Crises always seem sudden and abrupt, but they are almost always the result of a complex set of circumstances that have grown increasingly serious and dire over a long period of time and for much of that time, the growing crisis has not been on the public radar at all.  Have you read the history of Europe, particularly Germany, forward from the end of WWI?  Were there not a hundred things that signaled the rise of Nazism, well before the world knew anything about the Nazi party?  When did people of good will recognize how far down the road they had been led.

So, John was arrested.  No one had heard much about Jesus yet.  It was John who bore the brunt of the Jewish leaders’ ire.  The Jews were going down the wrong road.  In fact, they had gone quite a way down that road.  Jesus saw it, and according to Mark, it was the turning point.  Jesus came to Galilee and began selecting disciples.  He did not deviate from what he knew he had to do.  He did not go back to the wilderness for forty more days, just to be sure he’d gotten it right the first time.  He called disciples into a life of sacrifice and service, on to a new road, a perilous journey straight toward Jerusalem and the cross, toward a horizon of justice that always seems to be just beyond reach.

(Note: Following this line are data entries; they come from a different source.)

PR #1974, opened 2025-03-26
Metadata V16: Be more dynamic over which hasher is used.

jsdw:
This PR takes a small step toward using the associated type information present in V16 metadata (still unstable) to simplify the Subxt config. It:

- Sets the default `Hasher` type to be `DyanmicHasher256`, which will hash things using `BlakeTwo256` or `Keccak256` (falling back to the former if no information available) depending on what the chain is configured with.
- Removes the `Hash` associated type (since it's defined in `Hasher` anyway), just to simplify Config a little.


lexnv (approved):

core/src/config/polkadot.rs
```diff
@@ -17,7 +17,6 @@ pub use primitive_types::{H256, U256};
 pub enum PolkadotConfig {}
 
 impl Config for PolkadotConfig {
-    type Hash = <SubstrateConfig as Config>::Hash;
```
niklasad1, line 20: woo 👍

subxt/src/backend/chain_head/mod.rs
```diff
@@ -543,7 +543,8 @@ impl<T: Config + Send + Sync + 'static> Backend<T> for ChainHeadBackend<T> {
 
     async fn stream_all_block_headers(
         &self,
-    ) -> Result<StreamOfResults<(T::Header, BlockRef<T::Hash>)>, Error> {
+        _hasher: T::Hasher,
```
niklasad1, line 546: Why do we need pass in the hasher here?

It's already part of T: Config?

subxt/src/backend/chain_head/mod.rs
```diff
@@ -560,7 +561,8 @@ impl<T: Config + Send + Sync + 'static> Backend<T> for ChainHeadBackend<T> {
 
     async fn stream_best_block_headers(
         &self,
-    ) -> Result<StreamOfResults<(T::Header, BlockRef<T::Hash>)>, Error> {
+        _hasher: T::Hasher,
```
niklasad1, line 564: same q here ☝️

subxt/src/backend/chain_head/mod.rs
```diff
@@ -575,7 +577,8 @@ impl<T: Config + Send + Sync + 'static> Backend<T> for ChainHeadBackend<T> {
 
     async fn stream_finalized_block_headers(
         &self,
-    ) -> Result<StreamOfResults<(T::Header, BlockRef<T::Hash>)>, Error> {
+        _hasher: T::Hasher,
```
niklasad1, line 580: same q here ☝️

subxt/src/backend/legacy.rs
```diff
@@ -270,16 +273,16 @@ impl<T: Config + Send + Sync + 'static> Backend<T> for LegacyBackend<T> {
 
     async fn stream_all_block_headers(
         &self,
-    ) -> Result<StreamOfResults<(T::Header, BlockRef<T::Hash>)>, Error> {
+        hasher: T::Hasher,
```
niklasad1, line 276: same q here ☝️

subxt/src/backend/mod.rs
```diff
@@ -123,30 +123,33 @@ pub trait Backend<T: Config>: sealed::Sealed + Send + Sync + 'static {
     /// A stream of all new block headers as they arrive.
     async fn stream_all_block_headers(
         &self,
-    ) -> Result<StreamOfResults<(T::Header, BlockRef<T::Hash>)>, Error>;
+        hasher: T::Hasher,
```
niklasad1, line 126: explain why hasher is needed here

testing/wasm-rpc-tests/tests/wasm.rs
```diff
@@ -31,8 +31,9 @@ async fn wasm_ws_transport_works() {
     let client = subxt::client::OnlineClient::<SubstrateConfig>::from_url("ws://127.0.0.1:9944")
         .await
         .unwrap();
+    let hasher = client.hasher();
 
-    let mut stream = client.backend().stream_best_block_headers().await.unwrap();
+    let mut stream = client.backend().stream_best_block_headers(hasher).await.unwrap();
```
niklasad1, line 36: I see

niklasad1 (approved):
Nice improvement for sure 🚀

subxt/src/backend/chain_head/mod.rs
jsdw: The hasher interface changed so that you can instantiate a hasher with some metadata (allowing it to decide how to hash based on the metadata). Because of this, we now need to construct a hasher to use (rather than use a static method on an empty hasher type), so we pass this hasher around in order to avoid constructing it as much as possible

core/src/config/mod.rs
```diff
@@ -97,15 +98,18 @@ impl<T> BlockHash for T where
...
     /// The type given back from the hash operation
-    type Output;
+    type Output: Hash;
+
+    /// Construct a new hasher.
+    fn new(metadata: &Metadata) -> Self;
 
     /// Hash some bytes to the given output type.
-    fn hash(s: &[u8]) -> Self::Output;
+    fn hash(&self, s: &[u8]) -> Self::Output;
```
jsdw, line 108: @niklasad1 this is the important change; we can now construct a hasher given metadata (which might be expensive), and then `hash` takes `&self` now so we can hash based on this metadata. This is why we pass a hasher around more. We _could_ construct it any place we have access to metadata, but the point is to avoid this because it could be expensive

core/src/config/substrate.rs
```diff
@@ -39,17 +39,73 @@ pub type SubstrateExtrinsicParams<T> = DefaultExtrinsicParams<T>;
...
+        let Some(hash_ty_id) = system_pallet.associated_type_id("Hashing") else {
+            return Self(HashType::Unknown);
+        };
+
+        let ty = metadata
+            .types()
+            .resolve(hash_ty_id)
+            .expect("Type information for 'Hashing' associated type should be in metadata");
+
+        let hash_type = match ty.path.ident().as_deref().unwrap_or("") {
```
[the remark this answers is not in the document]
jsdw: Yeah; right now we don't have V16 metadata, and so the hasher type will be unknown. We default this back to being BlakeTwo256 for now for backward compat. Worst case, things work exactly as before. BEst case, when V16 metadata is used it can use Keccak when needed!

Now here’s the thing, and I’m almost embarrassed to end this sermon with so obvious a point but, well, we probably could all use an obvious point now and then.  Think about how God, who had been going down the road toward destroying the city of Ninevah, turned back from that path and forgave them.  And think about Jesus, who recognized that Israel’s leaders had gone way too far down the wrong road of acquiescence to Roman oppression.  Now, if God and Jesus could make a significant course correction, can’t we?  Amen.